PR #809, opened 2021-08-20
Filter CNI veth interfaces by type and DeviceState (un/managed)

rhrazdil:

>
> /kind bug
/kind enhancement

Commit1:    
Filter interfaces by type and DeviceState
Instead of filtering interfaces in NNS by name regex,
use type attribute and deviceState obtained from NetworkManager.
Drop veth interfaces that are not being managed by NetworkManager.

Commit2:
e2e: Add test verifying interface_filter isn't failing

Since NetworkManager client could fail to connect to dbus
(potentially), we should make sure that we catch such
events.

When the NetworkManager client fails to connect, the NNS
is not filtered and error message is logged by handler.

This commit adds test verifying that handler log doesn't
contain such message.

**Release note**:

```release-note
NNS interfaces are filtered based on type and whether managed by networkManager, instead of using regex
```


pkg/state/filter.go
```diff
@@ -1,47 +1,59 @@
 package state
 
 import (
-	"os"
+	networkmanager "github.com/phoracek/networkmanager-go/src"
```
phoracek, line 4: Awww

test/e2e/handler/nns_filter_test.go
```diff
@@ -0,0 +1,24 @@
...
+
+var _ = Describe("[nns] NNS Interface filter", func() {
+  BeforeEach(func() {
+    // Make sure NNSes are present
+    for _, node := range nodes {
+      key := types.NamespacedName{Name: node}
+      _ = nodeNetworkState(key)
+    }
+  })
+  It("should not log errors related to NNS interface filtering", func() {
```
phoracek, line 19: Is this file formatted with gofmt?

rhrazdil: Nope, I forgot. Fixed

test/e2e/handler/utils.go
```diff
@@ -521,6 +521,11 @@ func vlan(node string, iface string) string {
 	return gjson.ParseBytes(currentStateJSON(node)).Get(vlanFilter).String()
 }
 
+func kubectl(command ...string) (string, error) {
+	out, err := cmd.Kubectl(command...)
+	return out, err
+}
+
```
qinqon, line 528: Why do we need this if we have cmd.Kubectl ?

qinqon (changes requested):
All good just one super small nit.

test/e2e/handler/utils.go
rhrazdil: No reason, removed this, thanks!

PR #810, opened 2021-08-23
handler,webhook:use variable to set replicas

alonSadan:

>
> /kind bug
/kind enhancement

In order to set the number of webhook replicas dynamically, the operator
yaml should accept a variable to set number of replicas. An example use-case
for that would be to set the number of webhook replicas to 1 when running
on a Single-Node-Openshift cluster, and 2 otherwise.

Signed-off-by: alonsadan <asadan@redhat.com>

This PR leaves the the number of replicas as 2, and only defines the variable with a fixed value. In a follow-up PR this could be modified to be set dynamically.
This PR si originated in @phoracek  request [here](https://github.com/kubevirt/cluster-network-addons-operator/pull/973#discussion_r693719016)
**Release note**:

```release-note
NONE
```

### DIFF
--- a/controllers/nmstate_controller.go
+++ b/controllers/nmstate_controller.go
@@ -173,6 +173,8 @@ func (r *NMStateReconciler) applyHandler(instance *nmstatev1beta1.NMState) error
 		handlerTolerations = []corev1.Toleration{operatorExistsToleration}
 	}
 
+	const WEBHOOK_REPLICAS = int32(2)
+
 	data.Data["HandlerNamespace"] = os.Getenv("HANDLER_NAMESPACE")
 	data.Data["HandlerImage"] = os.Getenv("RELATED_IMAGE_HANDLER_IMAGE")
 	data.Data["HandlerPullPolicy"] = os.Getenv("HANDLER_IMAGE_PULL_POLICY")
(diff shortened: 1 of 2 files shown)


controllers/nmstate_controller.go
```diff
@@ -189,6 +189,7 @@ func (r *NMStateReconciler) applyHandler(instance *nmstatev1beta1.NMState) error
 	data.Data["CAOverlapInterval"] = ""
 	data.Data["CertRotateInterval"] = ""
 	data.Data["CertOverlapInterval"] = ""
+	data.Data["WebhookReplicas"] = int32(2)
```
rhrazdil, line 192: Could you please move this line next to other Webhook variables? Either before `WebhookNodeSelector` or after `WebhookAffinity`.
Also, it would be nice if you could define a WEBHOOK_REPLICAS constant

rhrazdil (changes requested):

controllers/nmstate_controller.go
alonSadan: [Done.](https://github.com/nmstate/kubernetes-nmstate/compare/bbbb0a1989a87e288fc800d2f875f00d072f3c45..be645d50e4d2f2b3c16050ee4f82a9e5f33e73b2)

alonSadan:
Thanks you @rhrazdil . [Addressed your comments.](https://github.com/nmstate/kubernetes-nmstate/compare/bbbb0a1989a87e288fc800d2f875f00d072f3c45..be645d50e4d2f2b3c16050ee4f82a9e5f33e73b2)

RamLavi (approved):
/lgtm

rhrazdil:
Thanks!
/lgtm

/unhold

alonSadan:
Thanks @phoracek @rhrazdil

phoracek:
We will need to release knmstate in order to propagate this to CNAO. Two patches were added since the last tag: this and Alona's squash of controllers. Our release lane is currently broken due to missing credentials, but I think I can push it manually. @rhrazdil do you think we are in a good spot to tag v0.53.0?

phoracek:
Maybe we could try to get the VLAN PR in to make it more interesting :eyes:

PR #813, opened 2021-08-26
Introduce nodenetworkconfigurationenactment_controller

AlonaKaplan:

>
/kind bug
> /kind enhancement

The purpose of this controller is to clean up enactments their policy was already deleted but for some reason the policy controller missed the policy removal event (for example the node was down when the policy was removed).

**Release note**:

```release-note
NONE
```

### DIFF
--- a/controllers/nodenetworkconfigurationenactment_controller.go
+++ b/controllers/nodenetworkconfigurationenactment_controller.go
@@ -1,0 +1,112 @@
+/*
+Copyright The Kubernetes NMState Authors.
+
+
+Licensed under the Apache License, Version 2.0 (the "License");
+you may not use this file except in compliance with the License.
+You may obtain a copy of the License at
+
+    http://www.apache.org/licenses/LICENSE-2.0
+
+Unless required by applicable law or agreed to in writing, software
+distributed under the License is distributed on an "AS IS" BASIS,
+WITHOUT WARRANTIES OR CONDITIONS OF ANY KIND, either express or implied.
+See the License for the specific language governing permissions and
+limitations under the License.
+*/
+
+package controllers
+
+import (
+	"context"
+
+	"github.com/go-logr/logr"
+	"github.com/pkg/errors"
+
+	apierrors "k8s.io/apimachinery/pkg/api/errors"
+	"k8s.io/apimachinery/pkg/runtime"
+	"k8s.io/apimachinery/pkg/types"
+	ctrl "sigs.k8s.io/controller-runtime"
+	"sigs.k8s.io/controller-runtime/pkg/client"
+	"sigs.k8s.io/controller-runtime/pkg/event"
+	"sigs.k8s.io/controller-runtime/pkg/predicate"
+
+	"github.com/nmstate/kubernetes-nmstate/api/shared"
+	nmstatev1beta1 "github.com/nmstate/kubernetes-nmstate/api/v1beta1"
+	"github.com/nmstate/kubernetes-nmstate/pkg/enactment"
+)
+
+// NodeReconciler reconciles a Node object
+type NodeNetworkConfigurationEnactmentReconciler struct {
+	client.Client
+	Log    logr.Logger
+	Scheme *runtime.Scheme
+}
+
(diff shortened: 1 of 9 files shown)


controllers/nodenetworkconfigurationenactment_controller.go
```diff
@@ -0,0 +1,112 @@
...
+		log.Error(err, "Error retrieving policy")
+		// Error reading the object - requeue the request.
+		return ctrl.Result{}, err
+	}
+	return ctrl.Result{RequeueAfter: enactment.EnactmentRefreshWithJitter()}, nil
+}
+
+func (r *NodeNetworkConfigurationEnactmentReconciler) SetupWithManager(mgr ctrl.Manager) error {
+	// By default all this functors return true so controller watch all events,
+	// but we only want to watch create/delete for current node.
```
rhrazdil, line 87: `onCreationForThisEnactment` returns `true` only for CreateEvent, I think we are only interested in create event, right?

controllers/nodenetworkconfigurationenactment_controller_test.go
```diff
@@ -0,0 +1,112 @@
...
+		BeforeEach(func() {
+			request.Name = enactment.Name
+		})
+		It("should re-enqueue", func() {
+			result, err := reconciler.Reconcile(context.Background(), request)
+			Expect(err).ToNot(HaveOccurred())
+			expectRequeueAfterIsSetWithEnactmentRefresh(result)
+		})
+	})
+	Context("and policy doen't exist", func() {
```
rhrazdil, line 78: nit: doesn't

pkg/enactment/refresh.go
```diff
@@ -0,0 +1,18 @@
...
+)
+
+const (
+	EnactmentRefresh          = 5 * time.Hour
+	EnactmentRefreshMaxFactor = 0.1
+)
+
+// EnactmentRefreshWithJitter add some jitter to to the refresh rate so it does
+// not hit apiserver at the same time.
+func EnactmentRefreshWithJitter() time.Duration {
```
rhrazdil, line 16: Please consider naming this function just `EnactmentRefreshWithJitter`, that way this func would be called as `enactment.RefreshRateWithJitter()`, which reads better

pkg/enactment/refresh.go
```diff
@@ -0,0 +1,18 @@
...
+
+	"k8s.io/apimachinery/pkg/util/wait"
+)
+
+const (
+	EnactmentRefresh          = 5 * time.Hour
+	EnactmentRefreshMaxFactor = 0.1
+)
+
+// EnactmentRefreshWithJitter add some jitter to to the refresh rate so it does
```
rhrazdil, line 14: nit: ...adds ~~some~~ jitter to ~~to~~....

rhrazdil (changes requested):
Nice, I have only a few nits and one suggestion regarding func name.

One concern I thought about is upgrade compatibility with old NNCEs, which are missing the new label.
Since this PR is a solution for corner case, and not primary mechanism for NNCE cleanup, so I believe we're good.

pkg/enactment/refresh.go
AlonaKaplan: done

AlonaKaplan:
> Nice, I have only a few nits and one suggestion regarding func name.
> 
> One concern I thought about is upgrade compatibility with old NNCEs, which are missing the new label.
> Since this PR is a solution for corner case, and not primary mechanism for NNCE cleanup, so I believe we're good.

You're right, the old NNCEs will miss the label. But the old NNCEs have the policy as their owner ref, so we should be covered.

controllers/nodenetworkconfigurationenactment_controller.go
rhrazdil: Thanks, I meant to point out the the comment says 
>// but we only want to watch create/delete for current node.

Which is inconsistent with the code

rhrazdil:
> You're right, the old NNCEs will miss the label. But the old NNCEs have the policy as their owner ref, so we should be covered.

Ahh of course! We're all good then

rhrazdil (approved):
Thanks!
/approve
/lgtm

PR #818, opened 2021-09-06
e2e: test linux-bridge policy succeeds when updated

rhrazdil:
Reported bug [0] revealed that nmstate verifies whether
currentState and last applied desiredState has changed
(and if it has, raises an error).

This causes errors on NNCP updates with kubernetes-nmstate
v0.52.0 and earlier.

The issue is caused by kubernetes-nmstate itself due to
vlan filtering configuration applied to linux-bridge ports
using a script, instead of nmstatectl.

This commit adds e2e test verifying that policy
adding linux-bridge succeeds when updated.

https://bugzilla.redhat.com/show_bug.cgi?id=2000052

>
> /kind bug
/kind enhancement

**Release note**:

```release-note
NONE
```

### DIFF
--- a/test/e2e/handler/simple_bridge_and_bond_test.go
+++ b/test/e2e/handler/simple_bridge_and_bond_test.go
@@ -184,6 +184,9 @@ var _ = Describe("NodeNetworkState", func() {
 					hasVlans(node, secondSecondaryNic, 2, 4094).Should(Succeed())
 				}
 			})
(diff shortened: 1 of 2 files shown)


rhrazdil:
After offline discussion with @qinqon, we have decided that we don't need this test anymore - 
the vlan-filtering script is gone, so we're not doing anything hacky.
nmstate should be able to re-apply the same configuration.
/close

PR #819, opened 2021-09-07
probes, tcp: Fallback to TCP SYNC handshake

qinqon:

>
> /kind bug
/kind enhancement

At some environments the default gw have ICMP blocked, this PR add a
fallback at default gw ping probe when ICMP ping is not working that sends a
TCP SYN packet (just the header) to the default gw at port 80 port.
It wil wait for SYN/ACK (port open) or RST (port not open) in case the
host is up.up.

**Release note**:

```release-note
fallback to TCP SYNC probe is ICMP probe is failing.
```


pkg/probe/probes.go
```diff
@@ -72,6 +73,23 @@ func ping(target string, timeout time.Duration) (string, error) {
 	})
 }
 
+func pingWithTCP(target string, timeout time.Duration) error {
+	tcpingProbe := tcping.NewProbe(tcping.GetInterface(""), 3000*time.Millisecond, true)
+
+	// Port 80 does not need to be open, this just check the tcp handshake with
```
phoracek, line 79: Really? What if firewall straight up rejects our request, then we don't even get to anything listening on TCP, do we?

qinqon: Well maybe reaching the firwall is good enough :-)

qinqon:
/hold

We need some e2e tests disabling ICMP

pkg/probe/probes.go
rhrazdil: The target may always drop the request with no response right? I think no solution is 100%. Using TCP port 80 should have good chance, as it's usually allowed for HTTP traffic...

qinqon:
Deactivating ICMP at dnsmasq container breaks kubevirtci
```
Update error: admission webhook "nodenetworkconfigurationpolicies-progress-validate.nmstate.io" denied the request: failed to admit NodeNetworkConfigurationPolicy test-policy: message: policy test-policy is still in progress. 
Update error: admission webhook "nodenetworkconfigurationpolicies-progress-validate.nmstate.io" denied the request: failed to admit NodeNetworkConfigurationPolicy test-policy: message: policy test-policy is still in progress. 
Update error: admission webhook "nodenetworkconfigurationpolicies-progress-validate.nmstate.io" denied the request: failed to admit NodeNetworkConfigurationPolicy test-policy: message: policy test-policy is still in progress. 
Update error: admission webhook "nodenetworkconfigurationpolicies-progress-validate.nmstate.io" denied the request: failed to admit NodeNetworkConfigurationPolicy test-policy: message: policy test-policy is still in progress. 
Update error: admission webhook "nodenetworkconfigurationpolicies-progress-validate.nmstate.io" denied the request: failed to admit NodeNetworkConfigurationPolicy test-policy: message: policy test-policy is still in progress. 
Update error: admission webhook "nodenetworkconfigurationpolicies-progress-validate.nmstate.io" denied the request: failed to admit NodeNetworkConfigurationPolicy test-policy: message: policy test-policy is still in progress. 
Update error: admission webhook "nodenetworkconfigurationpolicies-progress-validate.nmstate.io" denied the request: failed to admit NodeNetworkConfigurationPolicy test-policy: message: policy test-policy is still in progress. 
Update error: admission webhook "nodenetworkconfigurationpolicies-progress-validate.nmstate.io" denied the request: failed to admit NodeNetworkConfigurationPolicy test-policy: message: policy test-policy is still in progress. 
Update error: admission webhook "nodenetworkconfigurationpolicies-progress-validate.nmstate.io" denied the request: failed to admit NodeNetworkConfigurationPolicy test-policy: message: policy test-policy is still in progress. 
Update error: admission webhook "nodenetworkconfigurationpolicies-progress-validate.nmstate.io" denied the request: failed to admit NodeNetworkConfigurationPolicy test-policy: message: policy test-policy is still in progress. 
U
```

EdDev:
> At some environments the default gw have ICMP blocked, this PR add a
> fallback at default gw ping probe when ICMP ping is not working that sends a
> TCP SYN packet (just the header) to the default gw at port 80 port.
> It wil wait for SYN/ACK (port open) or RST (port not open) in case the
> host is up.up.

I am not sure why this is an alternative to ICMP.
If one disables ICMP, I would expect anything else to be dropped as well, otherwise the device is open for attacks (e.g. DoS).

If instead you would have suggested to add another probe which the user can choose from, then it would have made more sense to me.
It is also possible to consider the target IP for this check, it does not have to be the D.G.

qinqon:
> > At some environments the default gw have ICMP blocked, this PR add a
> > fallback at default gw ping probe when ICMP ping is not working that sends a
> > TCP SYN packet (just the header) to the default gw at port 80 port.
> > It wil wait for SYN/ACK (port open) or RST (port not open) in case the
> > host is up.up.
> 
> I am not sure why this is an alternative to ICMP.
> If one disables ICMP, I would expect anything else to be dropped as well, otherwise the device is open for attacks (e.g. DoS).
> 
> If instead you would have suggested to add another probe which the user can choose from, then it would have made more sense to me.
> It is also possible to consider the target IP for this check, it does not have to be the D.G.

I like it better users selecting the IP to use ICMP with a fallback to default gw if not specified, @rhrazdil @phoracek are you ok with that ?

rhrazdil:
> I like it better users selecting the IP to use ICMP with a fallback to default gw if not specified, @rhrazdil @phoracek are you ok with that ?

I think it makes sense for the user to have the option of selecting the target IP for the probe

qinqon:
> > I like it better users selecting the IP to use ICMP with a fallback to default gw if not specified, @rhrazdil @phoracek are you ok with that ?
> 
> 
> 
> I think it makes sense for the user to have the option of selecting the target IP for the probe

Also make per NNCP right ? Not being able to pinging default gw could be a result of a change at network configuration.

rhrazdil:
> Also make per NNCP right ? Not being able to pinging default gw could be a result of a change at network configuration.

I'm wondering, could we get to a situation where the configuration changes and a policy is re-reconciled on the node, causing the probe the worked for the first time to not work for the second time?
I guess it may happen in cases where the desired state is unrelated to reachability of the provided probe target IP?

Having ability for a global target IP could make sense in some environments. Should we provide an option to use domain as well?
In cases where IPs are not static

qinqon:
We are going to do a different approach, allowing the user to provide what to ping/resolv on this scenarios

PR #826, opened 2021-09-09
kubevirtci, Simplify kubevirtci.sh script

oshoval:
The hash is no longer needed.
only that tag is needed in order to determine the kubevirtci
version that should be used.

```release-note
None
```


RamLavi (approved):
/lgtm

oshoval:
Thanks Ram,
@qinqon can you take a look please?

PR #829, opened 2021-09-10
Mount ovs socket

qinqon:

>
> /kind bug
> /kind enhancement

The nmstate OVS functionality depends on the OVS socket to be mounted at
the handler container but this is only possible if OVS is installed at
nodes, this change add optional mount to the handler manifests
controlled by the environment variable ENABLE_OVS on the operator, it
also sets the env variable at the openshift operator dockerfile to have
proper OVS functionality there.

**Release note**:

```release-note
mount OVS socket if needed with ENABLE_OVS env var.
```

### DIFF
--- a/controllers/nmstate_controller_test.go
+++ b/controllers/nmstate_controller_test.go
@@ -305,6 +305,65 @@ var _ = Describe("NMState controller reconcile", func() {
 			Expect(anyTolerationsPresent(infraTolerations, ds.Spec.Template.Spec.Tolerations)).To(BeFalse())
 		})
 	})
+	Context("when OVS is NOT enabled", func() {
+		var (
+			request ctrl.Request
+		)
+		BeforeEach(func() {
+			s := scheme.Scheme
+			s.AddKnownTypes(nmstatev1beta1.GroupVersion,
+				&nmstatev1beta1.NMState{},
+			)
+			objs := []runtime.Object{&nmstate}
+			// Create a fake client to mock API calls.
+			cl = fake.NewFakeClientWithScheme(s, objs...)
+			reconciler.Client = cl
+			request.Name = existingNMStateName
+			result, err := reconciler.Reconcile(context.Background(), request)
+			Expect(err).ToNot(HaveOccurred())
+			Expect(result).To(Equal(ctrl.Result{}))
+		})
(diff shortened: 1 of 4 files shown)


rhrazdil:
/lgtm
/approve

Feel free to unhold when ready
/hold

build/Dockerfile.operator
```diff
@@ -9,4 +9,6 @@ COPY deploy/handler/service_account.yaml /bindata/kubernetes-nmstate/rbac/
 COPY deploy/handler/role.yaml /bindata/kubernetes-nmstate/rbac/
 COPY deploy/handler/role_binding.yaml /bindata/kubernetes-nmstate/rbac/
 
+ENV ENABLE_OVS=""
```
rhrazdil, line 12: Is this correct? AFAIK we currently don't have OVS installed in knmstate CIWhy is this here? AFAIK we currently don't have OVS installed in knmstate CI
------------------------------------------------
WHAT IS REQUIRED -
Using the data above, restate word for word the lines from its opening line through the line that contains "is not filtered", and no more.

WRITTEN ANSWER -
PR #809, opened 2021-08-20
Filter CNI veth interfaces by type and DeviceState (un/managed)

rhrazdil:

>
> /kind bug
/kind enhancement

Commit1:    
Filter interfaces by type and DeviceState
Instead of filtering interfaces in NNS by name regex,
use type attribute and deviceState obtained from NetworkManager.
Drop veth interfaces that are not being managed by NetworkManager.

Commit2:
e2e: Add test verifying interface_filter isn't failing

Since NetworkManager client could fail to connect to dbus
(potentially), we should make sure that we catch such
events.

When the NetworkManager client fails to connect, the NNS
is not filtered and error message is logged by handler.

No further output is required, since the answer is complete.